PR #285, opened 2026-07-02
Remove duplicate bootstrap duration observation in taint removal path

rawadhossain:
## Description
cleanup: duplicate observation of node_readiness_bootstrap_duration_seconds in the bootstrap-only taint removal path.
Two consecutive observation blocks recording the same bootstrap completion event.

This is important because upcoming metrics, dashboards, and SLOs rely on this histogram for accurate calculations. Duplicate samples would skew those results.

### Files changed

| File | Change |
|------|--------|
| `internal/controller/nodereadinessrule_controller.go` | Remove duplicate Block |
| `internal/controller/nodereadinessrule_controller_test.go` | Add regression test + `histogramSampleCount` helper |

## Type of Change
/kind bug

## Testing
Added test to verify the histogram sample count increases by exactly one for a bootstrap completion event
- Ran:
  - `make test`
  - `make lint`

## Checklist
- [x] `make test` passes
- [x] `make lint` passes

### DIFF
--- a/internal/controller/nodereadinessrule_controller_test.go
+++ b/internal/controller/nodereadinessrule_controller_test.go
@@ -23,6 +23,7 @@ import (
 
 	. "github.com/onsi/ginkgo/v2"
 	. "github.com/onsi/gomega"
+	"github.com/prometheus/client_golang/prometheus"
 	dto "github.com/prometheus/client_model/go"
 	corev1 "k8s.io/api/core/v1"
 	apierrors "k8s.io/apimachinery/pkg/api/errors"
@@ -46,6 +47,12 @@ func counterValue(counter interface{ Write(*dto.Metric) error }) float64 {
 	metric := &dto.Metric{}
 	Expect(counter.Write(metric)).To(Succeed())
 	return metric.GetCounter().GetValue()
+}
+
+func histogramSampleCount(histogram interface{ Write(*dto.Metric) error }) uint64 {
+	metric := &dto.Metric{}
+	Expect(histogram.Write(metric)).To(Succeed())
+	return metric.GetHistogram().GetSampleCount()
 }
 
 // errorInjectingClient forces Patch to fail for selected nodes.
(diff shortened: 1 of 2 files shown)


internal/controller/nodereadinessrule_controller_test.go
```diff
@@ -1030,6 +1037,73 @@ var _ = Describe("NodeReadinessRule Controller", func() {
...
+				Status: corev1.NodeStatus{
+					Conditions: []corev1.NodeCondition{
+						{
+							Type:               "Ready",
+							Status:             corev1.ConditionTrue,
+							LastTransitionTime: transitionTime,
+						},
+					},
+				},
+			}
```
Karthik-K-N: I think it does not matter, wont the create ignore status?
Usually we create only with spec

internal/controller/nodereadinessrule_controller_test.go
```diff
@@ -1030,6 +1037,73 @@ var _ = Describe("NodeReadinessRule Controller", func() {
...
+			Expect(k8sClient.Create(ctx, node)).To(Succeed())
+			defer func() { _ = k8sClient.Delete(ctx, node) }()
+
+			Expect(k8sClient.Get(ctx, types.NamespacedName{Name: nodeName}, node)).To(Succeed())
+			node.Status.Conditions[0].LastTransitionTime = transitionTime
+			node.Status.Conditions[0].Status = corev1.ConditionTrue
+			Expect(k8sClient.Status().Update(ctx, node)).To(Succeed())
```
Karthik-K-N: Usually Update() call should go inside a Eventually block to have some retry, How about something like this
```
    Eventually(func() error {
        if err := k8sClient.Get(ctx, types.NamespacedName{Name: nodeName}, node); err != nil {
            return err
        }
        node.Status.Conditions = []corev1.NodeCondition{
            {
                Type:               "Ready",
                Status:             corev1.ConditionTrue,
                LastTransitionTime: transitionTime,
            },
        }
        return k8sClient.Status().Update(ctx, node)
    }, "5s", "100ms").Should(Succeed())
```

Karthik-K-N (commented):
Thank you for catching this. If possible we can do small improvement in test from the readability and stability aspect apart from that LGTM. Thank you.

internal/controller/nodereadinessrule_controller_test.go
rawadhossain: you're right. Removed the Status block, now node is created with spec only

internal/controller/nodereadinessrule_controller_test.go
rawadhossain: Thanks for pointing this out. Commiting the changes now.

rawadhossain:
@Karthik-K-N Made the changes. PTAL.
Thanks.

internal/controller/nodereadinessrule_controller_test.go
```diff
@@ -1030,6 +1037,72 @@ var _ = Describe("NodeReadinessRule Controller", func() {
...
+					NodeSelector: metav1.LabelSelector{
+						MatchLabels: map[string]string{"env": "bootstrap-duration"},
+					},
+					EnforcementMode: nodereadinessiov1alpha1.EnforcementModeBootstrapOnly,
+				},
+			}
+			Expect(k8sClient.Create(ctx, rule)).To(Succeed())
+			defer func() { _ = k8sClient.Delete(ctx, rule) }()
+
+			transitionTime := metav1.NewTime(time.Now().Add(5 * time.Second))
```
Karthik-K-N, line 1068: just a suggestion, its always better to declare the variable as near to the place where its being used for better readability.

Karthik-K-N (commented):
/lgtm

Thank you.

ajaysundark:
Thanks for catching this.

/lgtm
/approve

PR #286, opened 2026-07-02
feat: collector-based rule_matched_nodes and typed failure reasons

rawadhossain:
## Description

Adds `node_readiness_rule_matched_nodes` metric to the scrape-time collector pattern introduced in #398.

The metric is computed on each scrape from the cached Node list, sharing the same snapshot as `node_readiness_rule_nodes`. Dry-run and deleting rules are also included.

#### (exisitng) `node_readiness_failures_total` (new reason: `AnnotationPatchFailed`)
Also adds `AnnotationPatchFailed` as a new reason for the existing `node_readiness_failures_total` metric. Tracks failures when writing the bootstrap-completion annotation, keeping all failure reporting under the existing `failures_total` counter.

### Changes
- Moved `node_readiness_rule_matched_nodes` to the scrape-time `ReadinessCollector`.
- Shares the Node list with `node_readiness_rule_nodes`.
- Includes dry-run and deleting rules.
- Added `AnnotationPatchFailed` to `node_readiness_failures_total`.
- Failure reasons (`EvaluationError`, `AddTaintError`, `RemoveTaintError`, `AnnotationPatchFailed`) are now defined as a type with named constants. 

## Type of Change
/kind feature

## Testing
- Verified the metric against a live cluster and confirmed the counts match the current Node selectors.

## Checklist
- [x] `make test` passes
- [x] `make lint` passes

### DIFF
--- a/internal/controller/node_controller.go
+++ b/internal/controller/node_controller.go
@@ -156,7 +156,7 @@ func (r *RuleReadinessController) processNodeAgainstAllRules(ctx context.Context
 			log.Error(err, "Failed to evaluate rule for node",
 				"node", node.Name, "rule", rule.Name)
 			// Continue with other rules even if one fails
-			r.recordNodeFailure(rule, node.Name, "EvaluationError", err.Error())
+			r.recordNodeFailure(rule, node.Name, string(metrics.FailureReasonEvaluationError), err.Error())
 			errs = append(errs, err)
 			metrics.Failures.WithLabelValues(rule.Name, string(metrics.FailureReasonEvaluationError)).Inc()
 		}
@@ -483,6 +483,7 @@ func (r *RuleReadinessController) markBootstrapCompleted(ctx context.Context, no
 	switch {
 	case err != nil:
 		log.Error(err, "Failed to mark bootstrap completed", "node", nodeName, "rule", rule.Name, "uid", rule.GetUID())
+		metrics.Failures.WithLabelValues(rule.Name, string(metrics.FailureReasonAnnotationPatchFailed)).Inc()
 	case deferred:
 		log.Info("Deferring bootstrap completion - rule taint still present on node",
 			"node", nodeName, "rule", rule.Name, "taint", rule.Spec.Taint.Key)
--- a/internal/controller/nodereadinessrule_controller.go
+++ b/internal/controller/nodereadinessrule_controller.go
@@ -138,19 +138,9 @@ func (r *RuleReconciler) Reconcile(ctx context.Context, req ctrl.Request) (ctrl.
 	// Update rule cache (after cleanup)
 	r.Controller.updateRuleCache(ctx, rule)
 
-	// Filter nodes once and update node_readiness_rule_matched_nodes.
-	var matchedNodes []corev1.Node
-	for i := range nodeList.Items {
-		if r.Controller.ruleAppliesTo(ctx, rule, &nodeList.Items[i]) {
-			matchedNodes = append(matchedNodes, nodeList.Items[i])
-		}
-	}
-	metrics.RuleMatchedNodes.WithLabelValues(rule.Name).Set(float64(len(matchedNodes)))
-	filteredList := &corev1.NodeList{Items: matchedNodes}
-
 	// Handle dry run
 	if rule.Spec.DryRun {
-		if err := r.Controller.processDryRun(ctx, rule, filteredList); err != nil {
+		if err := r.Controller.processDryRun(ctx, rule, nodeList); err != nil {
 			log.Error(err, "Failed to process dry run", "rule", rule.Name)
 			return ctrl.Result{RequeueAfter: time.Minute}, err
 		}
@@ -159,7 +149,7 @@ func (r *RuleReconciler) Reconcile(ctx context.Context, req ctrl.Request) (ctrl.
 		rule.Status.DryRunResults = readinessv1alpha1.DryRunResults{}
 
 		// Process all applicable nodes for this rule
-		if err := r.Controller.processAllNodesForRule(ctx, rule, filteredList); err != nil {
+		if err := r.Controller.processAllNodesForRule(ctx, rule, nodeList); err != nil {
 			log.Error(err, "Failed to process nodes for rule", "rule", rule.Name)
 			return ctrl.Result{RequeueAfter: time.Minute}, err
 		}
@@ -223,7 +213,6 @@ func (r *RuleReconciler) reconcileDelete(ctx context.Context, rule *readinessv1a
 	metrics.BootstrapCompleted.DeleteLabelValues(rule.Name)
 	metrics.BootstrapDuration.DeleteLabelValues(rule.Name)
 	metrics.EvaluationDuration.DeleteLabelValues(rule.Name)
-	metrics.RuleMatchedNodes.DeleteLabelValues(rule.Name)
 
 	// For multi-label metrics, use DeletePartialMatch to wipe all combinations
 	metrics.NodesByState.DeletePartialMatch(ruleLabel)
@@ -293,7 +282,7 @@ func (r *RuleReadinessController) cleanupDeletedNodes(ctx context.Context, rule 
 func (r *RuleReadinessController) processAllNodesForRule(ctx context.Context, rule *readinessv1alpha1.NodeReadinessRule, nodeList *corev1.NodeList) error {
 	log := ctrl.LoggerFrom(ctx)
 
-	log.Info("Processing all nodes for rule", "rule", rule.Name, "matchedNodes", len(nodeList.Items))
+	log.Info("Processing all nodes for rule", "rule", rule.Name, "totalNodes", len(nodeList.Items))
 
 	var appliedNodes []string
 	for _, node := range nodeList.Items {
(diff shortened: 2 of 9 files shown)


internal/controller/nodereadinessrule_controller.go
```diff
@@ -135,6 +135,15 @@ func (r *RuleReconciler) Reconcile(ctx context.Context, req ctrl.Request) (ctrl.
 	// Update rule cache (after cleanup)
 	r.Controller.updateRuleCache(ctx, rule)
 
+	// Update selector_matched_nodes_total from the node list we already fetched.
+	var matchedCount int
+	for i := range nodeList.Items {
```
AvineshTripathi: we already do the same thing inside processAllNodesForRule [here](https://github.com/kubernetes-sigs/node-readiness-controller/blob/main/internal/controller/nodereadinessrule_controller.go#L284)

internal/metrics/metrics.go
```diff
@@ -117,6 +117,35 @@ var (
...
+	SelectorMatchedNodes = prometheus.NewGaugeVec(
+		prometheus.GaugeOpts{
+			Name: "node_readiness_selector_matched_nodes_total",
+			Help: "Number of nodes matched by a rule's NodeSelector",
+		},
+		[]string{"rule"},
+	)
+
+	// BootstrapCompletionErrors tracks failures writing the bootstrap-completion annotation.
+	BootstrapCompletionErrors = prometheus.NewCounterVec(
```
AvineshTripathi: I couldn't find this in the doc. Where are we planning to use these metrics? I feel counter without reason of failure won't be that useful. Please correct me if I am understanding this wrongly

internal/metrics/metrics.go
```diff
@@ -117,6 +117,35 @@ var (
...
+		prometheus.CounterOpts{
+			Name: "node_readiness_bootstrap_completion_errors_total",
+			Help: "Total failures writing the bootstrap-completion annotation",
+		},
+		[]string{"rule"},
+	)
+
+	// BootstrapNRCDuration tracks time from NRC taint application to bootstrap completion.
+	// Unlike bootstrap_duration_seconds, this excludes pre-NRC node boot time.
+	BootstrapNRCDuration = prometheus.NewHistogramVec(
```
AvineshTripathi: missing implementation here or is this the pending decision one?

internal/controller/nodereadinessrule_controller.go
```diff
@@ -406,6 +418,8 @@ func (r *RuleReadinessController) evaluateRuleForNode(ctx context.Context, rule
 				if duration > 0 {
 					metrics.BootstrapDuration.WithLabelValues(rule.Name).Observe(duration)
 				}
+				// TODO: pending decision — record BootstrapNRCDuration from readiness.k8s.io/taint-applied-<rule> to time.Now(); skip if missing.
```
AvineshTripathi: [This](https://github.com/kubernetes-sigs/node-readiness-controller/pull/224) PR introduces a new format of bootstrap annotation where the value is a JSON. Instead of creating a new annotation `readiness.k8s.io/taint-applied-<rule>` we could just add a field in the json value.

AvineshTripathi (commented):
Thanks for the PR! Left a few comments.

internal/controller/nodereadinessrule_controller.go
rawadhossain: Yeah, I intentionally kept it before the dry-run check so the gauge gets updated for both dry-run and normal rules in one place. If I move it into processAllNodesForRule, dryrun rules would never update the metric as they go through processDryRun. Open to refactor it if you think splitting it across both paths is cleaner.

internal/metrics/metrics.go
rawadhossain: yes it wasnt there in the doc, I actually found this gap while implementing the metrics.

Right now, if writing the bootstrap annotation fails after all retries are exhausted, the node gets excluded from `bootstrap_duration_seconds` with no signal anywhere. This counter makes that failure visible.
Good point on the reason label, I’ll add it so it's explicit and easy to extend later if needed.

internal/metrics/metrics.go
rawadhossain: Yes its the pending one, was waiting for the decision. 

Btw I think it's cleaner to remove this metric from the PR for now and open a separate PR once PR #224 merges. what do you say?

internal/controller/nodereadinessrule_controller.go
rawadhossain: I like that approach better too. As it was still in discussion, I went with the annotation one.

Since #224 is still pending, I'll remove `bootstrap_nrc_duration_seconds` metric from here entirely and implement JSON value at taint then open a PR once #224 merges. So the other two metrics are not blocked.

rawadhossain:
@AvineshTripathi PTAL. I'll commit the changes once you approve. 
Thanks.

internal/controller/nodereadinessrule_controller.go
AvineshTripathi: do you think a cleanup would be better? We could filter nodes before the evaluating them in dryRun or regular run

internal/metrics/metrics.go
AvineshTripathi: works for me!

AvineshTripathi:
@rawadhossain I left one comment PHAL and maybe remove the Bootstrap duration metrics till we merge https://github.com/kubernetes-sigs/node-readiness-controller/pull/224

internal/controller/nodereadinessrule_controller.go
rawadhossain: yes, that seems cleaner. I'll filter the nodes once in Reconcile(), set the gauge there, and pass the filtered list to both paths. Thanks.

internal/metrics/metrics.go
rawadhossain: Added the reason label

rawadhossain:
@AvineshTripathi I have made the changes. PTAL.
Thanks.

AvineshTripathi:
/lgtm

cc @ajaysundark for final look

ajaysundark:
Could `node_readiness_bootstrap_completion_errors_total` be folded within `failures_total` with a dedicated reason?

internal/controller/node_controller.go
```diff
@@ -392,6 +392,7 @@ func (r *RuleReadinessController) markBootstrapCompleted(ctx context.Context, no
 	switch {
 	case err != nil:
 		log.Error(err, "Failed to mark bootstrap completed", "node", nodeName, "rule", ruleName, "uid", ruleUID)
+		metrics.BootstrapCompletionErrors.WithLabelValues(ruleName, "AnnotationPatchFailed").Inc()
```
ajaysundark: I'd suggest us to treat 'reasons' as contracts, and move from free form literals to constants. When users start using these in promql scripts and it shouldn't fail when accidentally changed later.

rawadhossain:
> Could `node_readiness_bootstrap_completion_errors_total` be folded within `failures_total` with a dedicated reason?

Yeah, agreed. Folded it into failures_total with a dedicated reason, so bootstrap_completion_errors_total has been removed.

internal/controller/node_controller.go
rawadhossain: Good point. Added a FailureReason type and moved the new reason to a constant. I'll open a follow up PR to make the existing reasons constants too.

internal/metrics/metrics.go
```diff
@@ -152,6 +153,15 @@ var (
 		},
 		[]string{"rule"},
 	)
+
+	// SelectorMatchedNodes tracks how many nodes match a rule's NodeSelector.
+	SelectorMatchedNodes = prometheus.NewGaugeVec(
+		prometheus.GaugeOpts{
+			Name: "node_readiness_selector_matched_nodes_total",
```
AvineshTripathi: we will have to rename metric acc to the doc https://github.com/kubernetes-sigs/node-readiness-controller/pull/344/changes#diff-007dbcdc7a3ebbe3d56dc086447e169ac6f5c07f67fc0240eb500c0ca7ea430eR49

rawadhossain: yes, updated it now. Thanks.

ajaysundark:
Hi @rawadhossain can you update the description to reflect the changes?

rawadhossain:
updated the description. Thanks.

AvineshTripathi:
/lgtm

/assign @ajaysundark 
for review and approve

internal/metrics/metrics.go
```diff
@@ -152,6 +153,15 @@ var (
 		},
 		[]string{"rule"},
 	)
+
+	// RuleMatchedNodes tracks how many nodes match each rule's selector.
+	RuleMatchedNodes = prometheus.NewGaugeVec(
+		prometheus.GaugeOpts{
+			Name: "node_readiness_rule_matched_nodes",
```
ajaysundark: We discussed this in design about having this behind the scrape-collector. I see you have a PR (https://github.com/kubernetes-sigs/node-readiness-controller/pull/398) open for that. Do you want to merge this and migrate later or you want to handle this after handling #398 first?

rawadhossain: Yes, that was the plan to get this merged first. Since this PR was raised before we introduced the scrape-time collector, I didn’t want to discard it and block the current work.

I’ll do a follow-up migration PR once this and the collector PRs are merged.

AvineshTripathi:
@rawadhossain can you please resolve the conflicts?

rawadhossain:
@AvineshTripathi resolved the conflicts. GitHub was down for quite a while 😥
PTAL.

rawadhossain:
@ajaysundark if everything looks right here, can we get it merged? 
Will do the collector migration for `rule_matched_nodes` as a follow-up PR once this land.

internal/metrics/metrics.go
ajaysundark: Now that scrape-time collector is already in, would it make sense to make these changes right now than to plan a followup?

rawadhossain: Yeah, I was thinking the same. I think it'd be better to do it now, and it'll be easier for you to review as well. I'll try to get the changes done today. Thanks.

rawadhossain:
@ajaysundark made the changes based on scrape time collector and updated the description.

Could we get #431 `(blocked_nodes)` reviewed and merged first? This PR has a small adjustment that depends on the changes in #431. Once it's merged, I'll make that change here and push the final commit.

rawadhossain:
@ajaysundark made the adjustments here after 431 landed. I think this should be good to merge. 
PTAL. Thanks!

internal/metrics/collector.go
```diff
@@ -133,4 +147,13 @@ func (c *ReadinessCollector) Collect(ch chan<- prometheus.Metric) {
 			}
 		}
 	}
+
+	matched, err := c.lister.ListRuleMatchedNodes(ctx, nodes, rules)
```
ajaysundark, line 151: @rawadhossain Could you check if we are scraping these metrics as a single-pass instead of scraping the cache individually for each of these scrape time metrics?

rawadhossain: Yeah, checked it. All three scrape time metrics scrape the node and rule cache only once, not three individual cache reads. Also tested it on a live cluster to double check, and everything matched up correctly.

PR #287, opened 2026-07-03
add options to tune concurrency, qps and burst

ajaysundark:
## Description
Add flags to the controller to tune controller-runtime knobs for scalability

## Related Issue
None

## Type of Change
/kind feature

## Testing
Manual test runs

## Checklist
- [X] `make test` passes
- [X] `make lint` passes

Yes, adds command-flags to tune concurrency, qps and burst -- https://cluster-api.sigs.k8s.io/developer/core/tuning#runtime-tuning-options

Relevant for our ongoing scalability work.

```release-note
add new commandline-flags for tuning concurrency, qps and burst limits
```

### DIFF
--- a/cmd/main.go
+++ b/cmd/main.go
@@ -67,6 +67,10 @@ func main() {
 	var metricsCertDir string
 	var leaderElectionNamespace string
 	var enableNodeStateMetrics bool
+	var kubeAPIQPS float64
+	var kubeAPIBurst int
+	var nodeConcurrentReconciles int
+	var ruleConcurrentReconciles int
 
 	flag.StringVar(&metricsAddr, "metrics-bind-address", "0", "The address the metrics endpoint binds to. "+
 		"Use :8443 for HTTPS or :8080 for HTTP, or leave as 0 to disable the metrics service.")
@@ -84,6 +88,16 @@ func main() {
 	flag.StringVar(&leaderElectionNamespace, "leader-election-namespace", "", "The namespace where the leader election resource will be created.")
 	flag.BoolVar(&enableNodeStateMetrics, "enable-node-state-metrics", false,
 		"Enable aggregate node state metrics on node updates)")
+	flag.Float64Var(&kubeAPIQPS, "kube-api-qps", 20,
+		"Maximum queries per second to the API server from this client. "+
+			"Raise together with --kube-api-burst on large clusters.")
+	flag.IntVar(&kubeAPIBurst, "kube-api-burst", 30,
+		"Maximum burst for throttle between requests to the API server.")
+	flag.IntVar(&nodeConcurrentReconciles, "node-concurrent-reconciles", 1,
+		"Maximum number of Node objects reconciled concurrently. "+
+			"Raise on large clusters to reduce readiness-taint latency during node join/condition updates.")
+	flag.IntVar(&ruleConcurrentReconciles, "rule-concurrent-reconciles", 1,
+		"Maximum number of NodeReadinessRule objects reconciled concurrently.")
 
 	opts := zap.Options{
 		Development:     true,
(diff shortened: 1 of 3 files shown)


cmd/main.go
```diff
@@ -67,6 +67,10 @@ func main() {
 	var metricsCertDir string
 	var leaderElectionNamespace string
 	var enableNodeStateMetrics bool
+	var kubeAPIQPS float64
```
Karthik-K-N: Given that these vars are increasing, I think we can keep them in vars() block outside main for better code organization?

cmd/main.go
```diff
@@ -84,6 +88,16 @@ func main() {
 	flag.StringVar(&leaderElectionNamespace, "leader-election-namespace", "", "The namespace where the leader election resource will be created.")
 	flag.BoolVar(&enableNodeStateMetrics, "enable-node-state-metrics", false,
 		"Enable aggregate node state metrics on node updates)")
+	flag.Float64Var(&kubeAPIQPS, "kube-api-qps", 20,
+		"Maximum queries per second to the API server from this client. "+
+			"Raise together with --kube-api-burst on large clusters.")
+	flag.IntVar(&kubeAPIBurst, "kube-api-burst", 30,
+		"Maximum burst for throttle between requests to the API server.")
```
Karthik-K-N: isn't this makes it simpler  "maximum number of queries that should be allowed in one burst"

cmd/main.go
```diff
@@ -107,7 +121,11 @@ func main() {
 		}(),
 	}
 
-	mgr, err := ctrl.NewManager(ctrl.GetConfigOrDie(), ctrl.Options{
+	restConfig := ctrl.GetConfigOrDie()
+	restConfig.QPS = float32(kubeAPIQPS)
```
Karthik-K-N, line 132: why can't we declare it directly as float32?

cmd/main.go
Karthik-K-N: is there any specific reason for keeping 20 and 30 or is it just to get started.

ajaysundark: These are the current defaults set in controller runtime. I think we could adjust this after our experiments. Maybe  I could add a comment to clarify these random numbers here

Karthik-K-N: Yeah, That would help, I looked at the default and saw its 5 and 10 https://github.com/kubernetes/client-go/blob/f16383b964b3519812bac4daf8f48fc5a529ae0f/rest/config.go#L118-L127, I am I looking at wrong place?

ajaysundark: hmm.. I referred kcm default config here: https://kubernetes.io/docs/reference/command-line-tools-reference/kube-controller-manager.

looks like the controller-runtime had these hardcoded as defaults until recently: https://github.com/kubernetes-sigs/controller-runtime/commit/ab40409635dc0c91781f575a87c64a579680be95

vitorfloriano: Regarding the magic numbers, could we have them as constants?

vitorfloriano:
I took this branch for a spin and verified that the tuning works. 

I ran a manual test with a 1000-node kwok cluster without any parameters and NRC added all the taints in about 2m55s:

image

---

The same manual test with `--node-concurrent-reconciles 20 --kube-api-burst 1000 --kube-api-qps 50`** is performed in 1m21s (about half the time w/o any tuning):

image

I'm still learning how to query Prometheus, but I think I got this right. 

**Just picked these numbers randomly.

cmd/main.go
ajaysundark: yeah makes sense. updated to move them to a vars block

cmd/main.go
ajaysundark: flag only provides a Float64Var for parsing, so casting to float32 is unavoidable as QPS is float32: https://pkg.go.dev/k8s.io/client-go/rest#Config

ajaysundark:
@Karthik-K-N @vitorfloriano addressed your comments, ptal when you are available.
◆ ◆ ◆ ◆ ◆ ◆ ◆
> _Directions for this task_: Both the first line of the data above and the line with "Two consecutive observation" must be included; please return exactly those lines and the ones between them.

> _Written solution_:
PR #285, opened 2026-07-02
Remove duplicate bootstrap duration observation in taint removal path

rawadhossain:
## Description
cleanup: duplicate observation of node_readiness_bootstrap_duration_seconds in the bootstrap-only taint removal path.
Two consecutive observation blocks recording the same bootstrap completion event.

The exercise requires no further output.